─── Records for this task
PR #2695, opened 2019-04-04
Fix empty method signature bug

andreamlin:
There was a bug where if an empty method signature was detected, we would immediately stop processing `method_signature`s. However, empty method signatures are valid, and we should treat them as any other.

([ProtoParserTest.java](https://github.com/googleapis/gapic-generator/blob/2c7caffd5dc6a813a51640e60944fa2d02326486/src/test/java/com/google/api/codegen/util/ProtoParserTest.java#L315) already verifies that we can tell the difference between an empty method signature and the absence of any method signatures).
──────
Please determine how many lines of the records above contain "method", and state that number only.

Answer section: 3